There were already logical instructions as early as the 360 machine series.  
However, early COBOL compilers (and even up to Enterprise V4) implemented the 
COBOL standard for numeric values by converting unsigned binary values to 
packed decimal and zeroing out any integer digits left of 4 digits for unsigned 
9(4) COMP fields.  That "COBOL standards enforcement" code was slow because 
packed decimal instructions were significantly slower than binary ones on the 
early machines.

On much more recent z hardware the vector packed decimal instructions are 
significantly faster than the non-vector versions and newer compilers are 
taking advantage of those instructions.

HTH

-----Original Message-----
From: IBM Mainframe Assembler List <[email protected]> On Behalf 
Of Schmitt, Michael
Sent: Thursday, June 16, 2022 10:36 AM
To: [email protected]
Subject: When did logical instructions appear?

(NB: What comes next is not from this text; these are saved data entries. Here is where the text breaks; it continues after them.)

Issue #283, opened 2014-02-26
Route name prefix?


operandom:
Is it possible to have a name prefix for actions in a controller ?

``` php
/**
 * @Route("/routeprefix", name="routenameprefix_")
 */
class MyController extends Controller
{
}
```

fabpot:
See symfony/symfony#24031

PR #496, opened 2017-08-27
Route name prefix

laurent35240:
For issue #283


pr0nbaer:
Not sure about this.. I guess the actual code change should be done in the Routing component, as the base path of the Route annotation at the class annotation of the controller is handled there as well..

fabpot:
@pr0nbaer indeed, see symfony/symfony#24031

PR #497, opened 2017-08-27
Follow Symfony defaults for routes without name

### LINKED ISSUE #218: Default route name conversion does not follow Symfony defaults

pipo02mix:
minor #218 Default route name conversion does not follow Symfony defaults
This PR was squashed before being merged into the 3.0 branch (closes #218).

Discussion
----------
When a route is defined without name, the default one should follow the Symfony convention
My\TinyCmsBundle -> my_tiny_cms

Commits
-------
[5fef8e4 Follow Symfony defaults for routes without name](https://github.com/sensiolabs/SensioFrameworkExtraBundle/commit/5fef8e4f150f53dd01ffcc9cba137c2eba4910f2)

### DIFF
--- a/Routing/AnnotatedRouteControllerLoader.php
+++ b/Routing/AnnotatedRouteControllerLoader.php
@@ -80,11 +80,12 @@ class AnnotatedRouteControllerLoader extends AnnotationClassLoader
      */
     protected function getDefaultRouteName(\ReflectionClass $class, \ReflectionMethod $method)
     {
-        $routeName = parent::getDefaultRouteName($class, $method);
+        $classMethodParsed = preg_replace('/([a-z])([A-Z])/', '$1_$2', $class->name.'_'.$method->name);
+        $routeName = strtolower(str_replace('\\', '_', $classMethodParsed));
 
         return preg_replace(array(
             '/(bundle|controller)_/',
-            '/action(_\d+)?$/',
+            '/_action(_\d+)?$/',
             '/__/',
         ), array(
             '_',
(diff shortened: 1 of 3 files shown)


Routing/AnnotatedRouteControllerLoader.php
```diff
@@ -80,11 +80,12 @@ protected function getGlobals(\ReflectionClass $class)
      */
     protected function getDefaultRouteName(\ReflectionClass $class, \ReflectionMethod $method)
     {
-        $routeName = parent::getDefaultRouteName($class, $method);
+        $classMethodParsed = preg_replace('/([a-z])([A-Z])/', '$1_$2', $class->name.'_'.$method->name);
+        $routeName = strtolower(str_replace('\\', '_', $classMethodParsed));
```
fabpot: This breaks tests as it does not deal with multi-URLs for a single controller like done in the parent class.

fabpot:
I'm closing as a won't fix as after some investigation, fixing it means overriding the parent methoid from Symfony altogether and so have a different algorithm between Symfony and this bundle. Not worth it if you ask me. Thanks for trying.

My company's COBOL coding standards are* to define binary fields as signed 
(e.g. PIC S9(4) BINARY). I'm wondering why that's the standard.

The original standards were developed at least 40-60 years ago. They were 
revised in 1994 but the signed binary guidance remained.

One explanation could be if 50 years ago there were only signed binary 
instructions such as ADD, but not logical instructions such as ADD LOGICAL. Or 
maybe there were some logical instructions but not the full complement we have 
today.

Or it could be that whatever version of COBOL was used then (OS/VS COBOL or 
earlier) was more efficient with signed binary, such as due to the choices it 
made in instruction selection.

So my question is, roughly when did the machines get unsigned binary 
instructions for halfwords and fullwords?


* "are" isn't the right word here, since the COBOL coding conventions are no 
longer published anywhere. I only know what they are because I was on the team 
that reviewed the 1994 revision, and have a copy saved.